Daniel Auteuil directed the three most recently-made films, "The Well-Digger's Daughter," "Marius," and "Fanny." In all three films he also plays the widowed father of one of the romantic leads--the father of Patricia in "The Well-Digger's Daughter," the father of Marius in "Marius" and "Fanny." Perhaps it was because he was directing himself, or perhaps it was because of my own age and role, but in all three films there was a pronounced sense of the joys, and fears, and conflicting demands on the paterfamilias--the urge to protect children (even those who have left childhood), the need to let them pursue their own separate ambitions, the vicarious happiness of anticipating their happiness, and the memory of one's own navigation of the uncertain waters of youth.
These stories are set in a conventionally-simpler time, in a setting that many would find idyllic--the landscapes of Provence, the Mediterranean seascape of Marseilles. They have been mediated to us by Cezanne and Van Gogh, and arguably rendered irresistibly picturesque by the likes of Peter Mayle. But the characters are real, and upon their actions and decisions hang happiness or misery, however quaint the setting or breathtaking the cinematography.
And the society is more traditional, more provincial, probably more patriarchal than our own.

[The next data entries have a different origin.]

PR #1549, opened 2017-03-31
fix(provider/google): Add pagination support for retrieving image res…

duftler:
…ources.

### DIFF
--- a/clouddriver-google/src/main/groovy/com/netflix/spinnaker/clouddriver/google/deploy/GCEUtil.groovy
+++ b/clouddriver-google/src/main/groovy/com/netflix/spinnaker/clouddriver/google/deploy/GCEUtil.groovy
@@ -82,32 +82,51 @@ class GCEUtil {
 
     def imageProjects = [projectName] + credentials?.imageProjects + baseImageProjects - null
     def sourceImage = null
+    // We want predictable iteration order that matches the order of insertion.
+    def imageProjectToNextPageTokenMap = new LinkedHashMap<String, String>()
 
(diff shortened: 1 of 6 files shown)


duftler:
@lwander @danielpeach or @jtk54 please review.

duftler:
fyi @edwinavalos @varikin

clouddriver-google/src/main/groovy/com/netflix/spinnaker/clouddriver/google/deploy/GCEUtil.groovy
```diff
@@ -82,32 +82,51 @@ class GCEUtil {
...
-          for (def image : imageList.items) {
-            if (image.name == imageName) {
-              sourceImage = image
-            }
+    while (!sourceImage && imageProjectToNextPageTokenMap) {
+      def imageListBatch = buildBatchRequest(compute, clouddriverUserAgentApplicationName)
+      def imageListCallback = new JsonBatchCallback<ImageList>() {
+        @Override
+        void onFailure(GoogleJsonError e, HttpHeaders responseHeaders) throws IOException {
+          updateStatusAndThrowNotFoundException("Error locating $imageName in these projects: $imageProjects: $e.message", task, phase)
```
danielpeach: It feels a little odd to throw (rather than just log) the error here, since you might find the image in a different image project.

duftler: These aren't not found exceptions, only things like network or server-side errors.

But I don't have the problem with tradition that many have, and, far from seeing patriarchy as a thing evil in itself, I tend (as a pater myself) to see patriarchy as a power coupled with a responsibility, a kind and protective thing when used rightly, though unimaginably destructive when abused, or abusing. One of the unexpected revelations in "Fanny" is the discovery that the old man who offers to marry her, whom we naturally imagine an old lecher, turns out to be motivated, himself, by a paternal instinct: though a "rich man" in his own circle, he is sad and disappointed that he has no child himself.
Pagnol in fact followed up "Fanny" with a third story, "César," the name of Auteuil's character, Marius' father. Auteuil is supposed to have it in the works. I will be looking for it.